[[ Material provided open ]]

PR #280, opened 2015-04-19
Update the generate docs

Whoaa512:
There have been quite a few PR's since the last update to the docs and
it would be nice if the website accurately reflected the newly added
methods.

I read the guidelines but didn't see any process about how to get the generated docs up to date. If this is not the proper way to do so, please let me know.

Also what is the process for propagating these changes into the `gh-pages` branch?

### DIFF
--- a/docs/index.html
+++ b/docs/index.html
@@ -20,7 +20,7 @@
     <link rel="stylesheet" href="css/highland.css">
     <link rel="stylesheet" href="css/highlight.github.css">
     <script src="js/vendor/modernizr.js"></script>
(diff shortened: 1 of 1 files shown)


svozza:
There's no need to update the index.html file directly (there's a little warning at the top of the file). The docs on the website will only update once a new release has been made, they are correct for the current version of Highland on NPM, which is `2.4.0`. The method descriptions are pulled from the Javascript Docs in the source code. There's info about it in the [Contributing.md](https://github.com/caolan/highland/blob/master/Contributing.md) file.

Whoaa512:
Sweet, closing this out then.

[[ Material provided closed ]]

What the task asks » Word for word, write out all the lines shown above.

Exercise answer »
PR #280, opened 2015-04-19
Update the generate docs

Whoaa512:
There have been quite a few PR's since the last update to the docs and
it would be nice if the website accurately reflected the newly added
methods.

I read the guidelines but didn't see any process about how to get the generated docs up to date. If this is not the proper way to do so, please let me know.

Also what is the process for propagating these changes into the `gh-pages` branch?

### DIFF
--- a/docs/index.html
+++ b/docs/index.html
@@ -20,7 +20,7 @@
     <link rel="stylesheet" href="css/highland.css">
     <link rel="stylesheet" href="css/highlight.github.css">
     <script src="js/vendor/modernizr.js"></script>
(diff shortened: 1 of 1 files shown)


svozza:
There's no need to update the index.html file directly (there's a little warning at the top of the file). The docs on the website will only update once a new release has been made, they are correct for the current version of Highland on NPM, which is `2.4.0`. The method descriptions are pulled from the Javascript Docs in the source code. There's info about it in the [Contributing.md](https://github.com/caolan/highland/blob/master/Contributing.md) file.

Whoaa512:
Sweet, closing this out then.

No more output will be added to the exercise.